## TASK DIRECTIONS
Scan the material for the string "defaultValue" and copy out every line in which it occurs.

## DATA TO PROCESS
PR #67, opened 2017-02-19
Enhancements ( Boolean Parsing and more detailed exception message )

anirudhramanan:


stag-library/src/test/java/com/vimeo/stag/KnownTypeAdaptersTest.java
```diff
@@ -450,8 +452,36 @@ public void testForPrimitiveBooleanTypeAdapter() throws Exception {
...
+
+        booleanString = "false";
+        // call the TypeAdapter#read method
+        readValue = KnownTypeAdapters.PrimitiveBooleanTypeAdapter.read(new JsonReader(new StringReader(booleanString)), false);
+        Assert.assertEquals(false, readValue);
+
+        booleanString = "abcde"; // not valid, throw exception
+        // call the TypeAdapter#read method
+        readValue = KnownTypeAdapters.PrimitiveBooleanTypeAdapter.read(new JsonReader(new StringReader(booleanString)), false);
+        Assert.assertEquals(false, readValue);
```
anthonycr: This test throws an exception and the rest of the cases don't run as method execution is halted. You should either break this case and the `booleanString = "2";` case out into their own test methods that are annotated with `@Test (expected = MalformedJsonException.class)`, or you need to write the failing tests as follows:

```java
boolean exceptionWasThrown = false;
try {
booleanString = "abcde"; // not valid, throw exception
// call the TypeAdapter#read method
readValue = KnownTypeAdapters.PrimitiveBooleanTypeAdapter.read(new JsonReader(new StringReader(booleanString)), false);
} catch (MalformedJsonException exception) {
    exceptionWasThrown = true;
}
Assert.assertTrue(exceptionWasThrown);
```

stag-library/src/test/java/com/vimeo/stag/KnownTypeAdaptersTest.java
```diff
@@ -450,8 +452,36 @@ public void testForPrimitiveBooleanTypeAdapter() throws Exception {
 
         // call the TypeAdapter#read method
         boolean readValue = KnownTypeAdapters.PrimitiveBooleanTypeAdapter.read(new JsonReader(new StringReader(jsonString)), false);
-
         Assert.assertEquals(value, readValue);
+
+        String booleanString = "true";
+        // call the TypeAdapter#read method
+        readValue = KnownTypeAdapters.PrimitiveBooleanTypeAdapter.read(new JsonReader(new StringReader(booleanString)), false);
+        Assert.assertEquals(true, readValue);
```
anthonycr: We should use `Assert.assertTrue`

stag-library/src/test/java/com/vimeo/stag/KnownTypeAdaptersTest.java
```diff
@@ -450,8 +452,36 @@ public void testForPrimitiveBooleanTypeAdapter() throws Exception {
...
+
+        booleanString = "0"; // 0 is treated as false
+        // call the TypeAdapter#read method
+        readValue = KnownTypeAdapters.PrimitiveBooleanTypeAdapter.read(new JsonReader(new StringReader(booleanString)), false);
+        Assert.assertEquals(false, readValue);
+
+        booleanString = "2"; // not valid, throw exception
+        // call the TypeAdapter#read method
+        readValue = KnownTypeAdapters.PrimitiveBooleanTypeAdapter.read(new JsonReader(new StringReader(booleanString)), false);
```
anthonycr: This case also needs the new try/catch logic

stag-library/src/test/java/com/vimeo/stag/KnownTypeAdaptersTest.java
```diff
@@ -450,8 +452,36 @@ public void testForPrimitiveBooleanTypeAdapter() throws Exception {
...
+
+        booleanString = "1"; // 1 is treated as true
+        // call the TypeAdapter#read method
+        readValue = KnownTypeAdapters.PrimitiveBooleanTypeAdapter.read(new JsonReader(new StringReader(booleanString)), false);
+        Assert.assertEquals(true, readValue);
+
+        booleanString = "0"; // 0 is treated as false
+        // call the TypeAdapter#read method
+        readValue = KnownTypeAdapters.PrimitiveBooleanTypeAdapter.read(new JsonReader(new StringReader(booleanString)), false);
+        Assert.assertEquals(false, readValue);
```
anthonycr: Use `Assert.assertFalse`, also we should pass in `true` as the default value for this read so that we know that the default value isn't being used

stag-library/src/test/java/com/vimeo/stag/KnownTypeAdaptersTest.java
```diff
@@ -450,8 +452,36 @@ public void testForPrimitiveBooleanTypeAdapter() throws Exception {
...
+
+        booleanString = "abcde"; // not valid, throw exception
+        // call the TypeAdapter#read method
+        readValue = KnownTypeAdapters.PrimitiveBooleanTypeAdapter.read(new JsonReader(new StringReader(booleanString)), false);
+        Assert.assertEquals(false, readValue);
+
+        booleanString = "1"; // 1 is treated as true
+        // call the TypeAdapter#read method
+        readValue = KnownTypeAdapters.PrimitiveBooleanTypeAdapter.read(new JsonReader(new StringReader(booleanString)), false);
+        Assert.assertEquals(true, readValue);
```
anthonycr: use `Assert.assertTrue` instead

stag-library/src/test/java/com/vimeo/stag/KnownTypeAdaptersTest.java
```diff
@@ -450,8 +452,36 @@ public void testForPrimitiveBooleanTypeAdapter() throws Exception {
...
+
+        String booleanString = "true";
+        // call the TypeAdapter#read method
+        readValue = KnownTypeAdapters.PrimitiveBooleanTypeAdapter.read(new JsonReader(new StringReader(booleanString)), false);
+        Assert.assertEquals(true, readValue);
+
+        booleanString = "false";
+        // call the TypeAdapter#read method
+        readValue = KnownTypeAdapters.PrimitiveBooleanTypeAdapter.read(new JsonReader(new StringReader(booleanString)), false);
+        Assert.assertEquals(false, readValue);
```
anthonycr: Use `Assert.assertFalse`, also we should pass in `true` as the default value for this read so that we know that the default value isn't being used

stag-library/src/main/java/com/vimeo/stag/KnownTypeAdapters.java
```diff
@@ -336,27 +338,36 @@ public static void write(JsonWriter out, char value) throws IOException {
...
         public static boolean read(JsonReader in, boolean defaultValue) throws IOException {
             JsonToken peek = in.peek();
             if (peek == JsonToken.NULL) {
                 in.nextNull();
                 return defaultValue;
-            } else if (peek == JsonToken.STRING) {
+            } else if (peek == JsonToken.STRING || peek == JsonToken.NUMBER) {
                 // support strings for compatibility with GSON 1.7
-                return Boolean.parseBoolean(in.nextString());
+                return Boolean.parseBoolean(booleanAsString(in.nextString()));
```
anthonycr: As mentioned below, we can get rid of the `Boolean.parseBoolean` call if `booleanAsString` returned a boolean. In that case it should probably be renamed to `stringToBoolean`

yasirmhd: Should we not just keep this simple and have it as 

((name != null) && (name.equalsIgnoreCase("true") || name.equals("1")))


image

anthonycr: I agree that simplifying it even further has benefit. However, I also see benefit for checking if the `VALID_BOOLEAN_AS_STRING` list contains the string, because if it doesn't I think it's appropriate to throw an exception rather than just default to false.

yasirmhd: I have concerns with throwing exception here. I can't corelate this to a use case that we have but it might break things for some someone where they were returning true along with other values which do not exist in the set of valid boolean values. Anyone doing this would not be doing the right thing but we will deviate from the Gson behavior here.

anthonycr:
I'm gonna close this as it's no longer needed. We can reference it if we decide to change our minds.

## RESPONSE TO THE TASK
         public static boolean read(JsonReader in, boolean defaultValue) throws IOException {
                 return defaultValue;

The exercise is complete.